Before we start the TensorFlow session let us get over and done with the bureaucracy first.

```
# for tensorboard usability just merge all summaries into one node
summary_op = tf.summary.merge_all()
# operation for initialize variables
init_op = tf.global_variables_initializer()
# determine training length and batch size
train_len = 5000
batch = 2000
```

Like in the last tutorials we merge all summaries. Additionally, this time
we use a global variable initializer. If we don’t do that we can’t work with
the model. Imagine it similar to a placeholder where we first have to feed
values inside to get a reasonable output. Furthermore, we introduce
`train_len`

and `batch`

which represent the epochs of training and the
batchsize for the upcoming TensorFlow session:

```
with tf.Session() as sess:
# run operation for variable initialization
sess.run(init_op)
# create a writer
writer = tf.summary.FileWriter("./graphs", sess.graph)
for i in range(train_len):
# randomly train with trainingset
x_data = np.float32(np.random.uniform(-1, 1, (1, batch))).T
y_data = np.float32(np.sin(4 * x_data))
# run training operation
sess.run(train_op, feed_dict={x: x_data, y: y_data})
# summarize
summary = sess.run(summary_op, feed_dict={x: x_data, y: y_data})
writer.add_summary(summary, i)
```

Basically, we are executing the initialization operation `init_op`

, creating a
writer and loop over a uniformly random data set of labeled sinus values
between -1 and 1. For that we are executing the training operation
`train_op`

by providing it with labeled data.
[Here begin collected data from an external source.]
PR #2345, opened 2021-09-13
Changes in mapping version determination

### LINKED ISSUE #2331: Early returns in `Post::determine_mapping_version()`

The [check inside the new `Indexable/Post/Post::determine_mapping_version()`](https://github.com/10up/ElasticPress/blob/3.6.2/includes/classes/Indexable/Post/Post.php#L300) method has some room for improvement. Instead of using the `not-` strings, we could take it to a separate method and have early returns, in that way if someone has a custom mapping and the first test fails, it would check it for the next version.

This is especially important for the first test, where we check `$mapping[ $index ]['mappings']['post']['properties']['post_name']['fields']['raw']['ignore_above']` and not handle the case where it is not set. 

Props to @pschoffer

### LINKED ISSUE #2332: BUG: `index.max_shingle_diff` check in `Post::determine_mapping_version()`
**Describe the bug**

Inside the [new `Indexable/Post/Post::determine_mapping_version()`](https://github.com/10up/ElasticPress/blob/3.6.2/includes/classes/Indexable/Post/Post.php#L300) method the plugin checks for `$mapping[ $index ]['settings']['index.max_shingle_diff']`, as set [in the mapping](https://github.com/10up/ElasticPress/blob/3.6.2/includes/mappings/post/7-0.php#L62). In fact, Elasticsearch returns the mapping as a perfect array, so we should check `$mapping[ $index ]['settings']['index']['max_shingle_diff']` actually.

**Additional context**
Props to @pschoffer

felipeelia:
### Description of the Change

This PR splits `Post::determine_mapping_version()` in two different methods, so we can:
1. Early return if a version is already determined
2. Keep the `ep_post_mapping_version_determined` filter being executed at the end of the process.

It also fixes the check for ES 7.

### Applicable Issues

Closes #2332 
Closes #2331

### Changelog Entry

- Fixed: Mapping version determination does not send false positives for ES 7 anymore.

### DIFF
--- a/includes/classes/Indexable/Post/Post.php
+++ b/includes/classes/Indexable/Post/Post.php
@@ -288,58 +288,7 @@ class Post extends Indexable {
 			return false;
 		}
 
-		$version = 'unknown';
-
-		if ( isset( $mapping[ $index ]['mappings']['post']['_meta']['mapping_version'] ) ) {
-			$version = $mapping[ $index ]['mappings']['post']['_meta']['mapping_version'];
-		} elseif ( isset( $mapping[ $index ]['mappings']['_meta']['mapping_version'] ) ) {
-			$version = $mapping[ $index ]['mappings']['_meta']['mapping_version'];
-		}
-
-		// mapping does not have meta value set - use legacy detection
-		if ( 'unknown' === $version ) {
-
-			// check for pre-5-0 mapping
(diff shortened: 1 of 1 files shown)


oscarssanchez (approved):
LGM WP acceptance seem to fail but I assume the errors are unrelated based on the logs @felipeelia

PR #2369, opened 2021-09-25
Update WP-CLI documentation

felipeelia:
### Description of the Change

This PR updates our WP-CLI commands documentation. It was generated with this [WP-CLI command](https://github.com/felipeelia/cli-command-docs) using:

```
wp cli-command-docs elasticpress --custom-order=index,activate-feature,deactivate-feature,list-features,get-algorithm-version,set-algorithm-version --remove=delete_transient_on_int,custom_get_transient --custom-intro='The following WP-CLI commands are supported by ElasticPress:' > docs/wp-cli.md
```

Another PR will follow this one to make this process automatic.

### Benefits

WP-CLI already relies on the DocBlock above each subcommand. Generating the documentation from it we will have both things always sync'd.

### Possible Drawbacks

None. If someone wants to contribute with WP-CLI documentation specifically, it should be only a matter of updating the docblock in Command.php.

### Changelog Entry

Changed: WP-CLI documentation was updated

PR #2370, opened 2021-09-25
Automatically update wp-cli.md

felipeelia:
### Description of the Change

Based on the work made for #2369, this PR is an attempt to automate the process.


.github/workflows/build-docs.yml
```diff
@@ -1,28 +1,80 @@
...
 on:
- push:
-   branches:
-    - master
+  push:
+    branches:
+     - master
+  pull_request:
+    branches:
+      - develop
```
jeffpaul, line 9: We purposely do not update the docs off changes to develop as those items are not yet in a released version and thus the docs would conflict with whats actually in the plugin.  You might consider removing this unless there's a precise reason to keep it?

jeffpaul (commented):
Main question is if you really want to update the docs off develop or not.

.github/workflows/build-docs.yml
felipeelia: The only reason why I added that was to generate the artifact after creating the PR, I don't think there is any reason why we should update these docs when things are merged to develop. I'll push a commit shortly with what I think should be the "final" version of the action.

felipeelia: Done @jeffpaul. 5aa65ab contains the version that I'd consider ideal to be merged. Thanks!

felipeelia: Yup @jeffpaul.

.github/workflows/build-docs.yml
```diff
@@ -1,28 +1,71 @@
...
+      with:
+        path: 'wp-content/plugins/elasticpress'
+
+    - name: Set PHP version
+      uses: shivammathur/setup-php@v2
+      with:
+        php-version: '7.4'
+        coverage: none
+        tools: prestissimo, composer:v1
+        ini-values: memory_limit=3G
```
dinhtungdu, line 23: I don't see the usage of `composer` in this workflow, and PHP 7.4 is shipped with `ubuntu-latest`. I'm wondering if we can remove this section?

felipeelia: Good points @dinhtungdu! 
1. Composer is used by the wp package install command: https://github.com/wp-cli/package-command
2. GH Actions have both PHP 7.4 and 8.0 available at [this point](https://github.com/actions/virtual-environments/blob/main/images/linux/Ubuntu2004-README.md#php). I _think_ it will already use 8.0 by default but even if it is still using 7.4 it is just a matter of time to have 8.0 as the default. I'd rather force 7.4 until we are all sure EP is fully compatible with that version than risking it breaking. Also, we need that `memory_limit=3G` anyway because the package install command is a [huge memory consumer](https://make.wordpress.org/cli/handbook/guides/common-issues/#php-fatal-error-allowed-memory-size-of-999999-bytes-exhausted-tried-to-allocate-99-bytes).

dinhtungdu: Thanks, then this is looking good to me! Note that I assume the `cli-command-docs` works as expected.

jeffpaul:
:shipit:

PR #2378, opened 2021-09-29
Add get-mapping WP-CLI Subcommand

tfrommen:
### Description of the Change

Using the `wp elasticpress` WP-CLI command, I am able to create and retrieve any or all indexes. However, I can **put** mappings only, but not retrieve.

This PR adds a new subcommand, `wp elasticpress get-mapping`, that allows for retrieving the current mappings:

```shell
wp elasticpress get-mapping
```

By passing an optional index name, the command will return the mapping for that index only:

```shell
wp elasticpress get-mapping --index-name=ep-examplecom-post-1
```

### Alternate Designs

If I have access to WP-CLI, but don't have this subcommand, I could do the following:

```shell
wp shell

wp> wp_remote_retrieve_body( ElasticPress\Elasticsearch::factory()->remote_request( '[<index>/]_mapping' ) );
```

That is unneccesarily complicated.

### Benefits

More complete API/feature set. Easier to use than `wp shell` command.

### Possible Drawbacks

I don't see any.

### Verification Process

I tested this locally, both with and without passing an index name.

### Checklist:

### Changelog Entry

```md
### Added
- New WP-CLI subcommand for retrieving mappings: `wp elasticpress get-mapping [--index-name]`. Props [@tfrommen](https://github.com/tfrommen) via [#2378](https://github.com/10up/ElasticPress/pull/2378).
```

### DIFF
--- a/includes/classes/Command.php
+++ b/includes/classes/Command.php
@@ -348,6 +348,32 @@ class Command extends WP_CLI_Command {
 	}
 
 	/**
+	 * Return the mapping as a JSON object. If an index is specified, return its mapping only.
+	 *
+	 * ## OPTIONS
+	 *
+	 * [--index-name]
+	 * : The name of the index for which to return the mapping. If not passed, all mappings will be returned
+	 *
+	 * @subcommand get-mapping
+	 * @since      3.7
+	 * @param array $args Positional CLI args.
+	 * @param array $assoc_args Associative CLI args.
+	 */
+	public function get_mapping( $args, $assoc_args ) {
+		$path = '_mapping';
+		if ( ! empty( $assoc_args['index-name'] ) ) {
+			$path = $assoc_args['index-name'] . '/' . $path;
+		}
+
+		$response = Elasticsearch::factory()->remote_request( $path );
+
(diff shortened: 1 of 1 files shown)


felipeelia:
Hey @tfrommen, first of all, thanks for the PR! I think this will be a nice addition to the plugin.

In cases where different clients are using a shared ES instance, we don't want to try to return all indexes in the server, though. 

Perhaps we could:
1. Move the logic we have to get all indexes in `get_indexes` to a new protected function
2. Call that in `get_indexes` and in this new `get_mapping` method

How does that sound?

ps.: Looking at that logic, it seems we should iterate over all registered indexables for each site, rather than just post.

tfrommen:
How does that look to you now, @felipeelia?

tfrommen:
Any updates, anyone? 🙂

felipeelia:
Hi @tfrommen! Overall it is looking pretty good, thanks for that! I've left some comments there, let me know if that is something you can help us with, okay? Thanks

felipeelia:
Closing this in favor of #2414.

Issue #2335, opened 2021-08-31
Check if all tests are using Elasticsearch


Rahmon:
**Is your enhancement related to a problem? Please describe.**

**Describe the solution you'd like**
We need to make sure that our tests that fetch data are using Elasticsearch. Example how we're checking it ([TestUser.php](https://github.com/10up/ElasticPress/blob/develop/tests/php/indexables/TestUser.php#L315)):

```php
foreach ( $user_query->results as $user ) {
	$this->assertTrue( $user->elasticsearch );
}
```

If we don't check it, ElasticPress could use the database and the tests will probably always pass.

Tests that need to be checked:

- [x] [testSearchAllowedMimeType](https://github.com/10up/ElasticPress/blob/develop/tests/php/features/TestDocuments.php#L94) (#2388)
- [x] [testSearchDisallowedMimeType](https://github.com/10up/ElasticPress/blob/develop/tests/php/features/TestDocuments.php#L138) (#2388)
- [x] [testSearchNormalPost](https://github.com/10up/ElasticPress/blob/develop/tests/php/features/TestDocuments.php#L187) (#2388)
- [x] [testProductsPostTypeQueryOn](https://github.com/10up/ElasticPress/blob/develop/tests/php/features/TestWooCommerce.php#L62) https://github.com/10up/ElasticPress/pull/2389
- [x] [testProductsPostTypeQueryProductCatTax](https://github.com/10up/ElasticPress/blob/develop/tests/php/features/TestWooCommerce.php#L116) https://github.com/10up/ElasticPress/pull/2389
- [x] [testSearchOnShopOrderAdmin](https://github.com/10up/ElasticPress/blob/develop/tests/php/features/TestWooCommerce.php#L148) https://github.com/10up/ElasticPress/pull/2389
- [x] [testSearchOnAllFrontEnd](https://github.com/10up/ElasticPress/blob/develop/tests/php/features/TestWooCommerce.php#L174) https://github.com/10up/ElasticPress/pull/2389
- [x] [testCommentQueryOrderCommentContent](https://github.com/10up/ElasticPress/blob/develop/tests/php/indexables/TestComment.php#L346) https://github.com/10up/ElasticPress/pull/2390
- [x] [testCommentQueryOrderCommentID](https://github.com/10up/ElasticPress/blob/develop/tests/php/indexables/TestComment.php#L403) https://github.com/10up/ElasticPress/pull/2390
[...]

PR #2400, opened 2021-10-12
Check if query is using Elasticsearch on testMultipleTests group

Rahmon:
### Checklist:

### Applicable Issues

https://github.com/10up/ElasticPress/issues/2335


Rahmon:
> @Rahmon overall it looks good but it seems for some tests we are checking if the `ep_wp_query_search` action was fired (`testWPQuerySearchContent()` and `testWPQuerySearchTitle()`) and for the others, we are relying on `$query->elasticsearch_success`. Is there any difference?

You should rely only on `$query->elasticsearch_success`. I've updated the PR.

PR #2438, opened 2021-11-04
Add a "request" subcommand

joehoyle:
To help when debugging, or otherwise wanting to send arbitrary requests to ElasticSearch, this adds a new `request` sub-command, that is some what similar to the idea of `wp db query` or the like.

For example `wp elasticpress request /_cat/indices --method=GET`

### DIFF
--- a/includes/classes/Command.php
+++ b/includes/classes/Command.php
@@ -1852,4 +1852,45 @@ class Command extends WP_CLI_Command {
 	public static function skip_number_format_i18n( $formatted, $number, $decimals ) {
 		return number_format( $number, absint( $decimals ), '.', '' );
 	}
+
+	/**
+	 * Send a HTTP request to Elasticsearch
+	 *
+	 * @subcommand request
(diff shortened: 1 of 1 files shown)


felipeelia:
Hey @joehoyle,

Sorry for taking so long to get back to you (I was sure I've replied to you already!) The idea is great but we need some adjustments in the PR in order to merge it. Can you please:
1. Fix the lint problems found by the GitHub Action?
2. Merge `develop` into your branch again so PHPUnit tests run
3. Add a `@since` tag to the new method doc block. Let's add it to `4.0.0`
4. We are now following a new pattern for command arguments, which can be seen [here](https://github.com/10up/ElasticPress/blob/5399716601d07fb9cce65849fc54f6c7be4b1d76/includes/classes/Command.php#L177). Having them in that pattern helps to build the [docs](http://10up.github.io/ElasticPress/tutorial-wp-cli.html).

Thanks!

felipeelia:
Closing in favor of #2484

PR #2443, opened 2021-11-05
Add $type parameter to ep_do_intercept_request filter

rebeccahum:
### Description of the Change

It would be nice if we could pass in the `$type` parameter into the `ep_do_intercept_request` filter:

https://github.com/10up/ElasticPress/blob/5bb9d76ff4bfd85761e4416a892d731e62cdf33d/includes/classes/Elasticsearch.php#L1067-L1071

This way, we have the flexibility of intercepting the request based on the type of request.

### Alternate Designs

N/A.

### Benefits

We would be able to intercept the request based on the type of request.

### Possible Drawbacks

Those hooking onto the filter already may need to update their filter arguments

### Checklist:

### Changelog Entry

Changed: Add $type parameter to ep_do_intercept_request filter

### DIFF
--- a/includes/classes/Elasticsearch.php
+++ b/includes/classes/Elasticsearch.php
@@ -1151,6 +1151,8 @@ class Elasticsearch {
 				 * Filter intercepted request
 				 *
 				 * @hook ep_do_intercept_request
+				 * @since 3.2.2
+				 * @since 4.0.0 added $type
 				 * @param {array} $request New remote request response
 				 * @param  {array} $query Remote request arguments
 				 * @param  {args} $args Request arguments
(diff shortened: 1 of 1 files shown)


felipeelia:
hey @rebeccahum, thanks for the PR! Do you mind updating the doc block to the following? (just adding the `@since` info there)

```
/**
 * Filter intercepted request
 *
 * @hook ep_do_intercept_request
 * @since 3.2.2
 * @since 4.0.0 added $type
 * @param {array} $request New remote request response
 * @param  {array} $query Remote request arguments
 * @param  {args} $args Request arguments
 * @param  {int} $failures Number of failures
 * @param  {string} $type Type of request
 * @return {array} New request
 */
```

rebeccahum:
@felipeelia done

PR #2445, opened 2021-11-05
Cache the post mapping version

### LINKED ISSUE #2432: BUG: as an admin user, every page load in the dashboard results in a "get mapping" call
**Describe the bug**

If you are a full admin user, then every page load within the admin dashboard results in a remote call to Elasticsearch to fetch the mapping. This adds a significant amount of time to each page load.

**Steps to Reproduce**

1. Be a user with the Administrator role
2. Enable the plugin
3. Browse the admin
4. Suffer with longer page loads

**Expected behavior**

The mapping currently installed vs what is expected probably won't change often or ever until a plugin update is performed. 

My suggestion is to rewrite notices routines so they happen on wp-cron rather than inline with page requests. Use transients to store the results of the checks and display noticed based on what the transient says. Cache this information and don't refresh it unless necessary.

In the end we are doing
summaries that we can view here:

We also created histograms to measure the weights:

These can be very helpful for debugging your model. There is no theory behind it. However, if you see that all your weights are zero, maybe you made a wrong initialization. If you notice that your bias or weights are jumping around without convergence, maybe you took not enough or too small layers. You have to develop a feeling for what they should look like. Start with easy models, play around a bit and slowly increase the size of your models.

### Inference

Now we want to see how the trained model is doing regarding its task. Here we basically have to feed the computation graph with x-values and compare the output to the labels in an easy, understandable way. Note that the following is still done in the same session. Otherwise the variables wouldn’t be saved. Advanced saving and restoring will be the topic of our next tutorial.

```
# inference
# check if everything worked out fine by visualizing equidistant testpoints
samples = 1000
x_data = np.float32(np.linspace(-1, 1, samples))[None, :].T
y_data = np.float32(np.sin(4 * x_data))
_out = sess.run(out, feed_dict={x: x_data})
writer.close()
# plot
fig = plt.figure(1)
ax1 = fig.add_subplot(111)
ax1.plot(y_data, 'g-')
ax1.plot(_out, 'y--')
ax1.plot(np.subtract(y_data, _out), 'r--')
ax1.set_title("Sinus")
ax1.grid(True)
plt.show()
```

As you can see we are just feeding our `x`

with `x_data`

, no labels needed
this time. The validation set contains 1000 equidistant labeled sinus values.
Note: we never actually trained on that set before we randomly made our
choice. The comparison with matplotlib looks like that:

I know not too impressive but a proof of concept. Green represents the original function, yellow shows how the network behaved in the validation set and red shows the difference between both.